Taking his turn, Mayor Brady said, “A lot of [the FY 2022] budget issues are predictable,” with the city having taken “a hit” during the pandemic.
“I’d like to see us get to a point where we’re stable,” he continued, meaning staff would not have to pull money from some departments to plug “budget holes” in others.
As for the loss of the county funding for the parks: Brody pointed out that he had suggested in the past that staff plan for that. “But here we are.”
In regard to property taxes, he asked Finance Director Strickland whether she was certain the increase in value this year would be 3.8%.
“We won’t know until June 1,” she replied, reminding him that, by that date, the state requires the release of preliminary property values. July 1, she added, is the date for the final figures to be released for budget-planning purposes.
Brody said he also opposes any fee increases for the 2022 fiscal year. In fact, he continued, he would like to see the city lower not just its fees but also its tax rate.
Further, Brody indicated his support for eliminating the city’s business tax. No reason exists, he said, for the city not to allow business owners “to keep more money in their pocket.”
During election season, Brody pointed out, candidates often discuss repealing the business tax. “But it never comes up at the commission. I’d like to have a conversation about it.”
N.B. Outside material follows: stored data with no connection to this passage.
PR #8536, opened 2018-12-17
Add missing typespecs to Macro.underscore/1 and Macro.do_underscore/2

MainShayne233:
Was poking around in the `Macro` module and realized these functions were missing `@spec`s.


josevalim:

josevalim:
We use `@spec` mostly for documentation, so it wouldn't apply for private functions.

PR #8537, opened 2018-12-17
Deprecate `%{key => value}` in typespecs

fertapric:
`%{required(foo) => bar}` and `%{optional(foo) => bar}` should be used instead.


josevalim:
Let's hold this for 1.9 since it drops Erlang 18 support on more recent versions.

PR #8539, opened 2018-12-18
Remove deprecated Mix.Dep.loaded/1

fertapric:
As specified by the comment `# TODO: Remove this on v1.8`


josevalim:
Unfortunately it is too late for that now. We should do it early so
everyone running on master can find bad dependencies and catch up. The RCs
are also for that but cause a large impact. So we will merge this soon
after we branch out.
-- 


*José Valim*
www.plataformatec.com.br
Skype: jv.ptec
Founder and Director of R&D

PR #8543, opened 2018-12-20
Minor doc changes in Collectable protocol moduledoc

spejman:
In the example, add the type the protocol is implemented for (`MapSet`).

When reading the documentation is not obvious that this code is extracted from the `MapSet` module and therefore the `for: MapSet` is redundant.

### DIFF
--- a/lib/elixir/lib/collectable.ex
+++ b/lib/elixir/lib/collectable.ex
@@ -41,7 +41,7 @@ defprotocol Collectable do
   implementation for `MapSet`. In this implementation "collecting" elements
   simply means inserting them in the set through `MapSet.put/2`.
 
-      defimpl Collectable do
+      defimpl Collectable, for: MapSet do
         def into(original) do
           collector_fun = fn
             set, {:cont, elem} -> MapSet.put(set, elem)


lib/elixir/lib/collectable.ex
```diff
@@ -41,7 +41,7 @@ defprotocol Collectable do
   implementation for `MapSet`. In this implementation "collecting" elements
   simply means inserting them in the set through `MapSet.put/2`.
 
-      defimpl Collectable do
+      defimpl Collectable, for: MapSet do
         def into(original) do
           collector_fun = fn
             set, {:cont, elem} -> MapSet.put(set, elem)
```
fertapric: I just noticed there is an extra `end` at the end, do you mind removing it too?

fertapric: Nevermind, that was GitHub messing up with the indentation

wojtekmach:
FWIW its ok to skip `for: ` if we are inside module, like exactly in MapSet 
https://github.com/elixir-lang/elixir/blob/v1.7.4/lib/elixir/lib/map_set.ex#L385, but I guess its fine as is too.

```
defmodule MapSet do
  # ...

  defimpl Collectable do
  end
end
```

would be preferred? We’d both match existing code as well as show inner defimpl.

josevalim:
@wojtekmach good point. Although it is probably clearer to keep the `:for`.

josevalim:

PR #6641, opened 2017-10-07
Show the multiple clauses for the same callback on IEx.Introspection.b/1

kelvinst:
Fixes #6546

Issue #6546, opened 2017-09-05
Multiple @callback with the same name/arity are discarded


michalmuskala:
### Environment

* Elixir & Erlang versions (elixir --version): 1.6.0-dev, OTP 20
* Operating system: macOS

### Current behavior

Given the following module:

```elixir
defmodule Test do
  @callback test(:foo) :: String.t
  @callback test(:bar) :: [String.t]
end
```

When later getting callback info from iex, we only get the last clause:

```elixir
iex(1)> b Test
@callback test(:bar) :: [String.t()]
```

### Expected behavior

I'm not 100% sure what the expected behaviour is, two possible solutions I see are:

* return all the clauses in `b`.
* warn/raise when defining multiple callbacks like that in the module.

sorentwo:
I've wondered about this recently as well, and didn't find anything conclusive in the Erlang docs. Hopefully somebody more knowledgeable will provide the correct answer.

josevalim:
The first step is to see if Erlang supports multiple callbacks with the same name and, if so, does it return the same result?

alco:
Erlang/OTP 20.0 refuses to compile such code:

```erlang
-module(test).

-callback test(foo) -> string.
-callback test(bar) -> [string].
```

```
$ erlc test.erl
test.erl:4: callback test/1 already defined
```

kelvinst:
So let's add a compile error for it right?

Just one more thing: Erlang/OTP 20 also refuses to compile duplicated spec definitions.

```erlang
-module(test).

-spec test(foo) -> string.
-spec test(bar) -> [string].
```

```erlang
$ erlc test.erl
test.erl:4: spec for test/1 already defined
```

Let's add the compile check for both?

josevalim:
The way multiple clauses work in Erlang is that they are separated by comma:

```erlang
-module(foo).
-callback test(foo) -> string;
              (bar) -> [string].
```

In Elixir we don't have the same syntax so we allow the same one to specified multiple times and then we merge them together in a later pass.

We do this later pass for specs but apparently we don't do it for callbacks, so that's what needs to be done. :)

kelvinst:
> The way multiple clauses work in Erlang is that they are separated by comma:

Well, living and learning. 🤣

> We do this later pass for specs but apparently we don't do it for callbacks, so that's what needs to be done. :)

If no one else is interested, I can do it! :)

josevalim:
Please go ahead :)

PR #8546, opened 2018-12-21
Add test for showing docs of callback with multiple clauses

wojtekmach:
We've introduced showing of multiple callback clauses in https://github.com/elixir-lang/elixir/pull/6641.

I noticed that docs are not attached to these multiple clauses though, see inline comments.

### DIFF
--- a/lib/iex/test/iex/helpers_test.exs
+++ b/lib/iex/test/iex/helpers_test.exs
@@ -659,14 +659,17 @@ defmodule IEx.HelpersTest do
              """
     end
 
-    test "lists callback with multiple clauses" do
+    test "callback with multiple clauses" do
       filename = "multiple_clauses_callback.ex"
 
       content = """
       defmodule MultipleClauseCallback do
-        @doc "callback"
+        @doc "A callback"
         @callback test(:foo) :: integer
         @callback test(:bar) :: [integer]
+
+        @doc "Another callback"
+        @callback test2(:foo) :: integer
       end
       """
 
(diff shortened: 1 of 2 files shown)


lib/iex/test/iex/helpers_test.exs
```diff
@@ -676,6 +679,25 @@ defmodule IEx.HelpersTest do
         assert capture_io(fn -> b(MultipleClauseCallback) end) =~ """
                @callback test(:foo) :: integer()
                @callback test(:bar) :: [integer()]
+
+               @callback test2(:foo) :: integer()
+               """
+
+        IO.inspect IEx.Introspection.get_docs(MultipleClauseCallback, [:callback])
```
wojtekmach: This prints:

```elixir
[
  {{:callback, :test, 1}, 4, [], :none, %{}},
  {{:callback, :test, 1}, 4, [], :none, %{}},
  {{:callback, :test2, 1}, 6, [], %{"en" => "Another callback"}, %{}}
]
```

I'd expect to see "A callback" docs attached, but not sure how exactly that would look like, not sure if we should duplicate it for all clauses? Or it should be represented in a different way altogether?

josevalim:
Can we actually have multiple causes for the same callback? I would
validate it such is possible. If it is possible, then the next step is to
fix the bug and merge them together.

josevalim:
To be fair, we likely already have a test for multiple clauses of a callback. We probably don't have a test for multiple callbacks with docs. :)

wojtekmach:
@josevalim Erlang has multiple clauses https://github.com/elixir-lang/elixir/issues/6546#issuecomment-333922301 and we do some work to be compatible.

The test is not final, I just wanted to showcase the bug that we're not attaching the docs to the callback if it has multiple clauses, and I'm looking into fixing that bug.

PR #8553, opened 2018-12-21
Show docs for callback with multiple clauses

wojtekmach:


lib/elixir/test/elixir/kernel/docs_test.exs
```diff
@@ -211,6 +215,8 @@ defmodule Kernel.DocsTest do
         callback_bar,
         callback_baz,
         callback_foo,
+        callback_qux,
+        callback_qux,
```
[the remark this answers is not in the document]
josevalim: According to my understand of the code this should be correct. So maybe we have something in `elixir_erl.erl` that is duplicating it again?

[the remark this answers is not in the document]
wojtekmach: @josevalim Good call. I noticed the issue in elixir_erl and fixed it, but I couldn't come up with a nicer solution yet. Will keep at it.

lib/elixir/lib/kernel/typespec.ex
```diff
@@ -108,8 +108,11 @@ defmodule Kernel.Typespec do
 
     case spec_to_signature(expr) do
       {name, arity} ->
-        {line, doc} = get_doc_info(set, :doc, line)
-        store_doc(set, kind, name, arity, line, :doc, doc, %{})
+        # store doc only once in case callback has multiple clauses
+        unless :ets.member(set, {kind, name, arity}) do
```
josevalim: Just checking: is this still necessary with the new fix?

lib/elixir/src/elixir_erl.erl
```diff
@@ -318,7 +318,23 @@ typespecs_form(Map, TranslatedTypespecs, MacroNames) ->
   Forms1 = types_form(Types, Forms0),
   Forms2 = callspecs_form(spec, Specs, [], MacroNames, Forms1, Map),
   Forms3 = callspecs_form(callback, AllCallbacks, OptionalCallbacks, MacroCallbackNames, Forms2, Map),
-  {Types, AllCallbacks, Forms3}.
+  AllCallbacks2 = typespecs_back_to_callbacks(Forms3),
```
josevalim: Are we doing this because of duplicates in AllCallbacks? If so, maybe it would be better to call `lists:uniq` or `lists:usort` in callbacks?

lib/elixir/lib/kernel/typespec.ex
wojtekmach: Yes, still needed.

lib/elixir/src/elixir_erl.erl
wojtekmach: Good call, I'm now stripping spec information from callbacks and usorting them, check out latest commit.

lib/elixir/src/elixir_erl.erl
```diff
@@ -318,23 +318,15 @@ typespecs_form(Map, TranslatedTypespecs, MacroNames) ->
...
-typespec_back_to_callback({Name, Arity}, Line, Rest) ->
-  {Kind, FA} =
-    case atom_to_list(Name) of
-      "MACRO-" ++ Name2 -> {macrocallback, {list_to_atom(Name2), Arity - 1}};
-      _ -> {callback, {Name, Arity}}
-    end,
 
-  {Kind, FA, Line, Rest}.
+  AllCallbacksWithoutSpecs = [
+    {Kind, NameArity, Line} || {Kind, NameArity, Line, _Spec} <- AllCallbacks
```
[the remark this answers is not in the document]
wojtekmach: Good call, fixed.

lib/elixir/src/elixir_erl.erl
```diff
@@ -318,7 +318,12 @@ typespecs_form(Map, TranslatedTypespecs, MacroNames) ->
   Forms1 = types_form(Types, Forms0),
   Forms2 = callspecs_form(spec, Specs, [], MacroNames, Forms1, Map),
   Forms3 = callspecs_form(callback, AllCallbacks, OptionalCallbacks, MacroCallbackNames, Forms2, Map),
-  {Types, AllCallbacks, Forms3}.
+
+  AllCallbacksWithoutSpecs = lists:usort([
+    {Kind, NameArity} || {Kind, NameArity, _Line, _Spec} <- AllCallbacks
```
josevalim: I was thinking we could already return `{Kind, Name, Arity}` here. So in the line 524, we would do `Callback <- Callbacks`.

wojtekmach: Right. I saw that in other place we had `{Kind, {Name, Arity}, _, _}` (specs I believe) but this sounds good too, I'll make the change.

wojtekmach: ok, now I see why it's nicer :)

michalmuskala:
Thank you! :heart:

PR #8557, opened 2018-12-21
Regex: Use "regular expression"

eksperimental:
...instead of the more informal term "regex"

Related to bd7f914075655a717a33f089af77cbae2a742c8f


josevalim:
Given that the module is called Regex and that’s a common abbreviation, I
would like to continue to use “regex”, even if it requires us to formally
define it in the module docs.
-- 


*José Valim*
www.plataformatec.com.br
Skype: jv.ptec
Founder and Director of R&D

josevalim:
Closing as per the rationale above. Thanks! :heart:

PR #8895, opened 2019-03-15
Extract types from GenServer callbacks

devonestes:
The possible returns for the asynchronous callbacks in a GenServer
(`handle_cast`, `handle_info` and `handle_continue`) were all the same,
but that wasn't easy to see as they all had their own type definition
for the return value in the callback definition.

Also, this will make adding `@spec` annotations to modules implemeting
the `GenServer` behaviour much easier, as they'll now have public types
in `GenServer` that can be used in the same way that
`GenServer.on_start` is often used now.

### DIFF
--- a/lib/elixir/lib/gen_server.ex
+++ b/lib/elixir/lib/gen_server.ex
@@ -444,12 +444,8 @@ defmodule GenServer do
   `{:error, reason}` and the process to exit with reason `reason` without
   entering the loop or calling `c:terminate/2`.
   """
-  @callback init(init_arg :: term) ::
-              {:ok, state}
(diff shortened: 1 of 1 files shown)


josevalim:
The downside is that documentation is worse because now the docs and all
return types are apart, requiring back and forth.

That’s why I never mind repeating the callbacks. I prefer that. And if you
have your own callbacks, it helps you explicitly list that you support all
cases. For example, once we added continue, you may not directly handle it
yet.

With all that said, I would prefer to keep the code as is. :) thanks!
-- 


*José Valim*
www.plataformatec.com.br
Skype: jv.ptec
Founder and Director of R&D

PR #3798, opened 2015-09-29
Add support for a default value in System.get_env/1

guilleiguaran:
Similarly to Erlang `os:getenv/2` this allow to return a default value in `System.get_env` when the environment variable is undefined.

PR #8897, opened 2019-03-16
Adding System.fetch/2

spencerdcarlson:
Fetch env by `varname ` and return a default if the `varname` is not set. Handle `String.to_integer` inferred from default type

### DIFF
--- a/lib/elixir/lib/system.ex
+++ b/lib/elixir/lib/system.ex
@@ -447,13 +447,37 @@ defmodule System do
     end
   end
 
+  @doc """
+  Returns the value of the given environment variable or the supplied default value.
+
+  If the environment variable `varname` is set, then the value is returned.
+  If `varname` is not set, then the supplied `default` value is returned.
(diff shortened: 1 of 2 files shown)


josevalim:
The default value should be added to System.get_env/3, as to mirror the
Map/Keyword API
-- 


*José Valim*
www.plataformatec.com.br
Skype: jv.ptec
Founder and Director of R&D

josevalim:
Sorry, System.get_env/2. You should be able to add a default argument to
the existing implementation. Then you just need to update the docs and add
tests. :)
-- 


*José Valim*
www.plataformatec.com.br
Skype: jv.ptec
Founder and Director of R&D

guilleiguaran:
@josevalim I sent a PR for `get_env` some time ago: https://github.com/elixir-lang/elixir/pull/3798 and was rejected, I can rebase it if you changed your mind about the reasons 😅

josevalim:
Perfect, I will merge it then. Thank you @spencerdcarlson and @guilleiguaran !

PR #8750, opened 2019-02-01
Check for POSIX compliant shell scripts in CI

eksperimental:
WIP because I need to run it against the CI to see if it works

PR #8898, opened 2019-03-17
Add OTP 21.3 to the build matrix

PragTob:
Wasn't sure if the posix compliant check should be added to
only the newest or 21.2+ so I kept it with both - #8750 wasn't
explicit about this.


whatyouhide:
Thanks @PragTob! 💟

eksperimental:
Yes, it is meant to be only in the latest stable OTP release

PR #8899, opened 2019-03-17
Struct updating docs

PragTob:
I felt that the option to use `update_in/2`/`put_in/2` & `get_and_update_in/2` with structs wasn't really prominent in the docs while I believe it's very important and a great feature.

Tried to highlight it a bit more in all of these that it also works.

Happy for feedback about wording, example change or what not.

I wanted to add doc tests but my doctests always ended up telling me `Foooo.__struct__/1 is undefined, cannot expand struct Foooo` (double checked module/struct definition and usage of course)

so I felt just adding them to the tests was best.

Thanks for all your work :clap:

### DIFF
--- a/lib/elixir/lib/kernel.ex
+++ b/lib/elixir/lib/kernel.ex
@@ -2435,7 +2435,7 @@ defmodule Kernel do
       put_in(opts, [:foo, :bar], :baz)
 
   This also works with nested structs and the `struct.path.to.value` way to specify
-  paths"
+  paths:
 
       put_in(struct.foo.bar, :baz)
 
@@ -2512,7 +2512,7 @@ defmodule Kernel do
       update_in(opts, [:foo, :bar], &(&1 + 1))
 
   This also works with nested structs and the `struct.path.to.value` way to specify
-  paths"
+  paths:
 
       update_in(struct.foo.bar, &(&1 + 1))
 
@@ -2555,7 +2555,7 @@ defmodule Kernel do
       get_and_update_in(opts, [:foo, :bar], &{&1, &1 + 1})
 
   This also works with nested structs and the `struct.path.to.value` way to specify
-  paths"
+  paths:
 
       get_and_update_in(struct.foo.bar, &{&1, &1 + 1})
 
--- a/lib/elixir/lib/kernel.ex
+++ b/lib/elixir/lib/kernel.ex
@@ -2434,6 +2434,11 @@ defmodule Kernel do
 
       put_in(opts, [:foo, :bar], :baz)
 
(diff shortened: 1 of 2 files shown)


lib/elixir/test/elixir/kernel_test.exs
```diff
@@ -547,6 +547,10 @@ defmodule KernelTest do
   end
 
   describe "access" do
+    defmodule StructAccess do
+      defstruct [:foo, :bar]
+    end
```
PragTob: Not sure if it was best to put here or if it should be inlined in the tests

lib/elixir/test/elixir/kernel_test.exs
```diff
@@ -584,6 +588,11 @@ defmodule KernelTest do
 
       assert put_in(users["john"].age, 28) == %{"john" => %{age: 28}, "meg" => %{age: 23}}
 
+      struct = %StructAccess{foo: %StructAccess{}}
+
+      assert put_in(struct.foo.bar, :baz) ==
+               %StructAccess{bar: nil, foo: %StructAccess{bar: :baz, foo: nil}}
```
PragTob: I added this to the tests of each individual function, if this is more considered an axillary concern I can see how putting all the three examples into separate tests also makes total sense.

lib/elixir/lib/kernel.ex
```diff
@@ -2434,6 +2434,11 @@ defmodule Kernel do
 
       put_in(opts, [:foo, :bar], :baz)
 
+  This also works with nested structs and the `struct.path.to.value` way to specify
+  paths"
```
whatyouhide:
```suggestion
  paths:
```

lib/elixir/lib/kernel.ex
```diff
@@ -2506,6 +2511,11 @@ defmodule Kernel do
 
       update_in(opts, [:foo, :bar], &(&1 + 1))
 
+  This also works with nested structs and the `struct.path.to.value` way to specify
+  paths"
```
whatyouhide:
```suggestion
  paths:
```

lib/elixir/lib/kernel.ex
```diff
@@ -2544,6 +2554,11 @@ defmodule Kernel do
 
       get_and_update_in(opts, [:foo, :bar], &{&1, &1 + 1})
 
+  This also works with nested structs and the `struct.path.to.value` way to specify
+  paths"
```
whatyouhide:
```suggestion
  paths:
```

PragTob: argh what a stupid mistake, thank you :green_heart:

josevalim:

PR #8900, opened 2019-03-17
Ensure Erlang-based Mix compilers (erlang, leex, yecc) set valid position on diagnostics

JakeBecker:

On one of its webpages, the city says, “Businesses and licensed professionals operating within the City limits of Sarasota must pay a business tax. This includes anyone doing business out of their home, if the home is located within the City limits. A Business Tax paid for an office does not cover professionals working in that office. Each person engaged in an occupation requiring a state license must pay a Professional Business Tax.
“The Business Tax is required to be paid when the business begins operations,” the webpage adds.